Logan Zoellner comments on Summary of the Acausal Attack Issue for AIXI

Logan Zoellner 13 Dec 2021 11:10 UTC
2 points
I feel like the word “attack” here is slightly confusing given that AIXI is fully deterministic. If you’re an agent with free will, then by definition you are not in a universe that is being used for Solomonoff Induction.
if you learn that there’s an input channel to your universe
There’s absolutely no requirement that someone in a simulation be able to see the input/output channels. The whole point of a simulation is that it should be indistinguishable from reality to those inside.
Consider the following pseudocode:
```
def predictSequence(seq):
    universe=initializeUniverse()
    obs=[]
    while True:
      obs.append(universe.stateAtPoint(0,0))
      universe.step()
       if equals( obs,seq):
        return universe.stateAtPoint(0,0)
```
Now suppose that every point in space is Topologically Indistinguishable (as in our universe). There is literally no way for an agent inside the universe to distinguish the “output channel” from any other point in the universe.
But wait, there can only be so many low-complexity universes, and if they’re launching successful attacks, said attacks would be distributed amongst a far far far larger population of more-complex universes.
This is precisely the point of Solomonoff Induction. Because there are so few low-complexity Turing machines, a machine with the property “accurately predicts my data” is much more likely than a machine with the property “accurately predicts my data and then do something malicious”.
Well, by virtue of running an AIXI-like agent that will have large influence on the future, that’s an especially interesting property of a universe which would tend to draw a whole lot more attention from agents interested in influencing other computations than just being some generic high-complexity computation.
The fact that you are running AIXI means you have access to a halting-oracle. This means it is literally impossible for an agent inside a Turing Machine to out-think you. This is also a kind of “disappointing” property of AIXI. It means that you can’t use it to predict things about your own universe (where halting oracles exist), only about simpler universes (which can be simulated on Turing machines). This is kind of like how in our universe there exists a system of logic (first-order logic) of which has a consistent and complete definition, but most of the questions we care about in math arise from second-order-logic, which is inherently incomplete.
For complex enough bridge rules relative to the complexity of your universe, hypotheses that produce powerful optimizers that target your universe (and an output channel), can come in substantially shorter than “here’s the description of the universe, here’s the bridge rule”
I don’t get why we are assuming the bridge rules will be complicated? Imagine we are simulating the universe using the Game of Life, why not just have a rule like “output the sequence of values at position 0,0”. I mean, I guess you could intentionally choose a bad bridge rule, but you could also intentionally use AIXI to output the most malicious thing possible. So I guess I figure before we learn how to build Halting Oracles we’ll also learn to not do that.
- Gurkenglas 13 Dec 2021 17:24 UTC
  2 points
  Parent
  If you’re an agent with free will, then by definition you are not in a universe that is being used for Solomonoff Induction.
  You choosing your actions is compatible with a deterministic universe. https://www.lesswrong.com/posts/NEeW7eSXThPz7o4Ne/thou-art-physics
  Now suppose that every point in space is Topologically Indistinguishable (as in our universe).

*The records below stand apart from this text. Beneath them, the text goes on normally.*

PR #562, opened 2026-01-17
fix(tlog): fail closed for rekor v2 parsing

1seal:
summary:
- tighten rekor v2 parsing to require `apiVersion: "0.0.2"` and a supported v2 `spec` oneof; otherwise fall back to rekor v1 parsing
- make `ValidateEntry()` fail closed when a rekor v2 entry has an unset/unsupported `spec` oneof
- add tests covering v1 fallback and v2 empty-spec rejection

### DIFF
--- a/pkg/tlog/entry.go
+++ b/pkg/tlog/entry.go
@@ -280,6 +280,8 @@ func ValidateEntry(entry *Entry) error {
 			if err != nil {
 				return err
 			}
+		default:
+			return fmt.Errorf("unsupported rekor v2 entry type: %T", e)
 		}
 	}
 	return nil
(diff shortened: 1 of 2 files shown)


pkg/tlog/entry.go
```diff
@@ -525,9 +523,16 @@ func unmarshalRekorV1Entry(body []byte) (types.EntryImpl, error) {
 
 func unmarshalRekorV2Entry(body []byte) (*rekortilespb.Entry, error) {
 	logEntryBody := rekortilespb.Entry{}
-	err := protojson.Unmarshal(body, &logEntryBody)
-	if err != nil {
+	if err := protojson.Unmarshal(body, &logEntryBody); err != nil {
+		return nil, ErrInvalidRekorV2Entry
+	}
+	if logEntryBody.GetApiVersion() != "0.0.2" {
```
kommendorkapten: I think we should switch the logic around here, first get the entry type, then check the api version based on that as the entry type is the factor that decides which api versions that are allowed.

1seal:
agreed — i updated unmarshalRekorV2Entry to first determine the v2 spec type (oneof) and then validate apiVersion against the allowed version(s) for that type, since entry type is what drives the version constraint.

added a regression test for a valid v2 spec with a mismatched apiVersion (now rejected). pushed in d57cc40.

kommendorkapten:
Thank you! The change looks good, can you just ammend the commit with signoff?

1seal:
done — amended with dco signoff and force-pushed. new commit: 8bd066d.

kommendorkapten (dismissed):
Thank you, looks good.

Will wait for @Hayden-IO to give a look as well, as this is code he is more familiar with than I am.

Hayden-IO (dismissed):
Thanks, this LGTM! Can you rebase?

1seal:
thanks, updated. the cap is now enforced in (*bundle.Bundle).TlogEntries() (before make(...)/parsing), with the same too many verificationMaterial.tlogEntries: got=%d max=%d error format

1seal:
done — rebased onto latest origin/main and force-pushed. new commits: 7036375, a45b041.

Hayden-IO (approved):
Thanks!

PR #566, opened 2026-01-20
ensure we have verification material before attempting to extract public key

bobcallaway:
we weren't checking to see if `pem.Decode()` succeeded or whether we had extracted a verifier in case of parsing a rekor v2 bundle. this explicitly checks for this scenarios and adds a unit test case for it.

thanks to @1seal for catching this


Hayden-IO (approved):

1seal:
thanks for landing the fix. i pulled origin/main at 732d3cfa41e7 (merge of #566) and reran my harness unpatched. TestPEMNilDerefFixed passes and tlog.Entry.PublicKey() is now panic-free on malformed input and fails closed (returns nil) - i see [CALLSITE_HIT] + [NC_MARKER] only. happy to paste pr566.log + sha256 here if useful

  Then initializeUniverse() or universe.step() must somehow break the symmetry of the initial state, perhaps through nondeterminism. Simple universes that put a lot of weight on one timeline will be asymmetric, right?
  much more likely than a machine with the property “accurately predicts my data and then do something malicious”
  The idea is that “accurately predicts my data” is implied by “do something malicious”, which you will find contains one fewer word :P.
  This means it is literally impossible for an agent inside a Turing Machine to out-think you.
  In Robust Cooperation in the Prisoner’s Dilemma, agents each prove that the other will cooperate. The halting problem may be undecidable in the general case, but haltingness can sure be proven/disproven in many particular cases.
  I don’t get why we are assuming the bridge rules will be complicated?
  I don’t expect our own bridge rules to be simple: Maxwell’s equations look simple enough, but locating our Earth in the quantum multiverse requires more bits of randomness than there are atoms.